• Task to complete
Which lines below contain the word "feedback"? Copy each one.

• Input for this task
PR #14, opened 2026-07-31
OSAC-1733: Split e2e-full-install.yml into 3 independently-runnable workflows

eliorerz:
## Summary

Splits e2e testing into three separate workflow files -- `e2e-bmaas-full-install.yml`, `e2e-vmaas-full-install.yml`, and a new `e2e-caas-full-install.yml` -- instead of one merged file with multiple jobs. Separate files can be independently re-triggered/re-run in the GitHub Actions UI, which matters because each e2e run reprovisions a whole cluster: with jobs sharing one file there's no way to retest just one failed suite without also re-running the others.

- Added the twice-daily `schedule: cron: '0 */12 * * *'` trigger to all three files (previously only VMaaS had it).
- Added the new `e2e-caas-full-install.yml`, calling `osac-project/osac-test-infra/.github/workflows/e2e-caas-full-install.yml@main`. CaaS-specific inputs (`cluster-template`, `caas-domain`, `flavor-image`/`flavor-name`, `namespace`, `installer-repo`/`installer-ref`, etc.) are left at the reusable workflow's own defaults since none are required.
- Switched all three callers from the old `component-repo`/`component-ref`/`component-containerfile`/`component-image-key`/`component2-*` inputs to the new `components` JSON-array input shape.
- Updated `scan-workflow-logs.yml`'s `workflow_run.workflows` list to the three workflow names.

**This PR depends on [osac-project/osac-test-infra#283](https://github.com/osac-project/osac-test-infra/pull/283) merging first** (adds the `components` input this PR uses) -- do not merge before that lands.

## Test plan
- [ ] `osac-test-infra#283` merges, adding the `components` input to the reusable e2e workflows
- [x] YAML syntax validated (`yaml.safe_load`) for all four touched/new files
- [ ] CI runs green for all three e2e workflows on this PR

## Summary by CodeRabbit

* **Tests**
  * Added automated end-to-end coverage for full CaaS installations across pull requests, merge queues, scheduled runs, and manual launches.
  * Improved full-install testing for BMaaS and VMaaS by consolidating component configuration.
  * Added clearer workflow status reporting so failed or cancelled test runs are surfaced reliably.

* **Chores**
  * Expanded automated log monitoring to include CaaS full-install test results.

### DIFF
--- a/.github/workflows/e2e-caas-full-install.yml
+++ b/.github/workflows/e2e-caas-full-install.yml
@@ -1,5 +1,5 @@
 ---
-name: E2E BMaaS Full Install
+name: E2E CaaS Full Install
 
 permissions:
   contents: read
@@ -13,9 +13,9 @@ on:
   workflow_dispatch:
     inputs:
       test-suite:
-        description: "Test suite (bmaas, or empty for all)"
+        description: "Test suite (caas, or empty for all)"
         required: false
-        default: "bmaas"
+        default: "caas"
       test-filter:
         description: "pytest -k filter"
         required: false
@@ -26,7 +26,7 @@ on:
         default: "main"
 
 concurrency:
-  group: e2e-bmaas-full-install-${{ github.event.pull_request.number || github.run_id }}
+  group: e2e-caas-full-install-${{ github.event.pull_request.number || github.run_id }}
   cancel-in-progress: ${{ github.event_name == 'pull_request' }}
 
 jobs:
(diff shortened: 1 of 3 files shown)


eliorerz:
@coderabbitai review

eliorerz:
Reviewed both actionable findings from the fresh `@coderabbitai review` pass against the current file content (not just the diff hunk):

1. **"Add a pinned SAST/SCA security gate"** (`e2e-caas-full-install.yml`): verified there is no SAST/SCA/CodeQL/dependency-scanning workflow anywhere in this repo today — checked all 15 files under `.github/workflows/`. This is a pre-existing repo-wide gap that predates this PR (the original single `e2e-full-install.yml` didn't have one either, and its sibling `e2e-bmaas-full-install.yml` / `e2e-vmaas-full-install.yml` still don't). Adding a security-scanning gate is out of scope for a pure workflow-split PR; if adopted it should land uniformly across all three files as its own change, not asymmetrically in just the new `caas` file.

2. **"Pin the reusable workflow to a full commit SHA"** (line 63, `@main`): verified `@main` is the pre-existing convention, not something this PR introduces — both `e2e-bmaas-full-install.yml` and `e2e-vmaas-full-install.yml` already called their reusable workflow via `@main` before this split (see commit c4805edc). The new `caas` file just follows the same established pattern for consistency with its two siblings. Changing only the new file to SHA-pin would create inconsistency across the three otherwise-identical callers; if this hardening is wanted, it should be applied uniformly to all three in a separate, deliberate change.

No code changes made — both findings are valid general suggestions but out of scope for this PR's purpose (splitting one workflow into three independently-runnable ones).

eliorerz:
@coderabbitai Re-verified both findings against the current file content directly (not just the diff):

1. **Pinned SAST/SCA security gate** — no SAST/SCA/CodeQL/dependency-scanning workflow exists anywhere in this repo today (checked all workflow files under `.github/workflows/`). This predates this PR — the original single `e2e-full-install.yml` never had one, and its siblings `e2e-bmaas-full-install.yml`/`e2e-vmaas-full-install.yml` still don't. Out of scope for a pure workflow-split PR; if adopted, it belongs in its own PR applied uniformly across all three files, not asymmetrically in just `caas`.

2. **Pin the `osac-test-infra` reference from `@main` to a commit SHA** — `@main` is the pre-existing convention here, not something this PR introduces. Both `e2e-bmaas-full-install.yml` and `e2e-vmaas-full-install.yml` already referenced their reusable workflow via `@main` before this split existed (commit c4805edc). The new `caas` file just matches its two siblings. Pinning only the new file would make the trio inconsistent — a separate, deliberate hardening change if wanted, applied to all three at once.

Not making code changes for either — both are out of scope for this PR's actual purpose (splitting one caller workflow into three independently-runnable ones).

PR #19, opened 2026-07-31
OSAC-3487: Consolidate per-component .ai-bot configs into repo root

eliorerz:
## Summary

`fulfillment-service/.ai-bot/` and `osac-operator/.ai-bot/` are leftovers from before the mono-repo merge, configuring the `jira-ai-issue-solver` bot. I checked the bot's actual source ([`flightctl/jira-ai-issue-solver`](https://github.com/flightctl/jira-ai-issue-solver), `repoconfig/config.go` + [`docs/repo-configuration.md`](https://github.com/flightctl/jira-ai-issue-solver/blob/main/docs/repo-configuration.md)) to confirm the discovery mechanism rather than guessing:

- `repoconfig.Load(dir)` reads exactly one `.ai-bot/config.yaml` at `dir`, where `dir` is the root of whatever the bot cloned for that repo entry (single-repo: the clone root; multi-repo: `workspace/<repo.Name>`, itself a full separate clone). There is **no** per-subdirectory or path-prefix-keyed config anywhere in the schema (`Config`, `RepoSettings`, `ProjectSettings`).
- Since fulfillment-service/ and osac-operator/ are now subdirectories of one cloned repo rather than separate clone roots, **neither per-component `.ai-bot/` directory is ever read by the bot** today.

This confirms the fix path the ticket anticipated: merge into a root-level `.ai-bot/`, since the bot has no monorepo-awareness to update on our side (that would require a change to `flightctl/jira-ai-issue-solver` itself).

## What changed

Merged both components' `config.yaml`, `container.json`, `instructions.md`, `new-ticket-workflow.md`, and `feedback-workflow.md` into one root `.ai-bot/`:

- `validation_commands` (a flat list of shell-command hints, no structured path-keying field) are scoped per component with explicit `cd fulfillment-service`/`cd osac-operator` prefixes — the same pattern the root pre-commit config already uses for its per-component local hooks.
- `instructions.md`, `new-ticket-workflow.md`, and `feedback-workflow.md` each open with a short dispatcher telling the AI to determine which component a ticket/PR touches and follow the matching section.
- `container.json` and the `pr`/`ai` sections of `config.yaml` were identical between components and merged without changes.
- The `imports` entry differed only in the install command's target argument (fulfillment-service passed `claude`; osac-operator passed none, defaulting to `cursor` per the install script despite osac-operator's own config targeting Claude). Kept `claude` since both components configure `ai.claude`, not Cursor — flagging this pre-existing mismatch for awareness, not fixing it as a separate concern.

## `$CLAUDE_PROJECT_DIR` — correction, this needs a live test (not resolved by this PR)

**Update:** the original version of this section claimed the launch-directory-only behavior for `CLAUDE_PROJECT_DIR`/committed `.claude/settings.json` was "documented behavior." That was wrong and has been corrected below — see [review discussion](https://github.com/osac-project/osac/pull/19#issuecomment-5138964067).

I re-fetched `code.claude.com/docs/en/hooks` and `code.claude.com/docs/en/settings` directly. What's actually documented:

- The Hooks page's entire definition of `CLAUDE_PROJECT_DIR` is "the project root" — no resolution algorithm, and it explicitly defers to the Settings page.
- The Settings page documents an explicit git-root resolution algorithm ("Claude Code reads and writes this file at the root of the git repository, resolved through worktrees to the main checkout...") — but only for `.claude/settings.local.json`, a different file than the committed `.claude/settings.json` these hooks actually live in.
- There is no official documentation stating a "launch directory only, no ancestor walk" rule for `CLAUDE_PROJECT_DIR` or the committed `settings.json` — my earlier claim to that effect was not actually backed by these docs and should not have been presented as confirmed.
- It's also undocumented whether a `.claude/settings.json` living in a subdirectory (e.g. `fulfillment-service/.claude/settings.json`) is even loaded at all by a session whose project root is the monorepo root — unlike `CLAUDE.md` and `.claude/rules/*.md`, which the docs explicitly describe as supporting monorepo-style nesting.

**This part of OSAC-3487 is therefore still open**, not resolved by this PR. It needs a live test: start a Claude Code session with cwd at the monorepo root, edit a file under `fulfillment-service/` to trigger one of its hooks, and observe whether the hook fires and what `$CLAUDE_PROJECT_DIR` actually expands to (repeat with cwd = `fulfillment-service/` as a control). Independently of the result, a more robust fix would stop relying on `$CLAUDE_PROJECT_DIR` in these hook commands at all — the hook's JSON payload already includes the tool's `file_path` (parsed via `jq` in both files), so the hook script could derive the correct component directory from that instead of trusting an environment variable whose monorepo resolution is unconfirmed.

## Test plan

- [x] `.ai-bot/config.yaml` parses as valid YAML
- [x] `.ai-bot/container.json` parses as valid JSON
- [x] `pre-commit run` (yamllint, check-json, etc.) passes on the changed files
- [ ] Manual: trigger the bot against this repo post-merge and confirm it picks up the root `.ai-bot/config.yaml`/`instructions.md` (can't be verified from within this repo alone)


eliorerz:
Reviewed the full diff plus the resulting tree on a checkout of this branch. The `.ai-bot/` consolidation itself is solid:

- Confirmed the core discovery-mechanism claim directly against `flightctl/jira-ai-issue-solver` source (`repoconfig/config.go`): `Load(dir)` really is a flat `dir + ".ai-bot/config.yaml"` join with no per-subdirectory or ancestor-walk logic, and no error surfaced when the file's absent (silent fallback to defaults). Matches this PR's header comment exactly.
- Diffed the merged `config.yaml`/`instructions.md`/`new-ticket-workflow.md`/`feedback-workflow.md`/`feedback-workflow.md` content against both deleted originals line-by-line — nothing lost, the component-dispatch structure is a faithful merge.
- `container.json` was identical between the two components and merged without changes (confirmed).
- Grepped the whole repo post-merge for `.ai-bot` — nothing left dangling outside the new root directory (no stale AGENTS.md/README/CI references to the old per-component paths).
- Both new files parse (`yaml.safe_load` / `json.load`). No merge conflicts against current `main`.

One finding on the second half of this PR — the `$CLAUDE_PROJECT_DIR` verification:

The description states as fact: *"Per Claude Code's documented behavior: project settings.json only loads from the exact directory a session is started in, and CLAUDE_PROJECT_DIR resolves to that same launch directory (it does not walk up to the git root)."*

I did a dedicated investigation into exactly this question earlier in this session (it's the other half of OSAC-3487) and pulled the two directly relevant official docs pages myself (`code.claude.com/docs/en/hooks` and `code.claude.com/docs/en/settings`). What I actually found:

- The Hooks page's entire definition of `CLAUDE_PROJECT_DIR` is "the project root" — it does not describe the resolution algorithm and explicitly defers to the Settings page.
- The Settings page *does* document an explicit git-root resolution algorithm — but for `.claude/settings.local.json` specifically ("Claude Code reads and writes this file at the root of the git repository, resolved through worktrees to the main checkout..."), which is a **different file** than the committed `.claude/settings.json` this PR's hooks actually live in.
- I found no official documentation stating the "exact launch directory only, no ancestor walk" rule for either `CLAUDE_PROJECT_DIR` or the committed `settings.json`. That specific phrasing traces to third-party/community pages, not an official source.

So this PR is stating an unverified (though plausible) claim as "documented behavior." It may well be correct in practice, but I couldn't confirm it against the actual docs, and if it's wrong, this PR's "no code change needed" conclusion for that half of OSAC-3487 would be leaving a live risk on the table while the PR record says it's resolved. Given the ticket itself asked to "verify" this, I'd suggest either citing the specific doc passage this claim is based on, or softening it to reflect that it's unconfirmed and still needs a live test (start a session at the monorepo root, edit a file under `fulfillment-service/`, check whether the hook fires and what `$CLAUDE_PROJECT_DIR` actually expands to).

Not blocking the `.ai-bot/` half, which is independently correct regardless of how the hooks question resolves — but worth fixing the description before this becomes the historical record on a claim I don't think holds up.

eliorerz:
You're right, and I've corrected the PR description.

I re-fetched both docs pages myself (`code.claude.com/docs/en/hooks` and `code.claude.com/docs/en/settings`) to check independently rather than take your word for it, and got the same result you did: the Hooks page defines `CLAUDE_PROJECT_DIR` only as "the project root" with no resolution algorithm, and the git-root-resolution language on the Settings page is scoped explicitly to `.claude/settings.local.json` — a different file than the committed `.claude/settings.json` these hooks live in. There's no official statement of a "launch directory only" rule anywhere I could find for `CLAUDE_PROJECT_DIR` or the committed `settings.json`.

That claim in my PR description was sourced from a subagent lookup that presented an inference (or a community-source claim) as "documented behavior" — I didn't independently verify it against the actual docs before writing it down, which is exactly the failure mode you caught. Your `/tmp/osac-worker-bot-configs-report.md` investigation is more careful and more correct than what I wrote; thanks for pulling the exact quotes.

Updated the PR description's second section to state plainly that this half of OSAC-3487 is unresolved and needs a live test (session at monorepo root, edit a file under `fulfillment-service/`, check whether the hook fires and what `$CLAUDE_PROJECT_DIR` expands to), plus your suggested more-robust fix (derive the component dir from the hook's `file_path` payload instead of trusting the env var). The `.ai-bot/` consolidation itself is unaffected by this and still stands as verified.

• Answer to the exercise
Merged both components' `config.yaml`, `container.json`, `instructions.md`, `new-ticket-workflow.md`, and `feedback-workflow.md` into one root `.ai-bot/`:
- `instructions.md`, `new-ticket-workflow.md`, and `feedback-workflow.md` each open with a short dispatcher telling the AI to determine which component a ticket/PR touches and follow the matching section.
- Diffed the merged `config.yaml`/`instructions.md`/`new-ticket-workflow.md`/`feedback-workflow.md`/`feedback-workflow.md` content against both deleted originals line-by-line — nothing lost, the component-dispatch structure is a faithful merge.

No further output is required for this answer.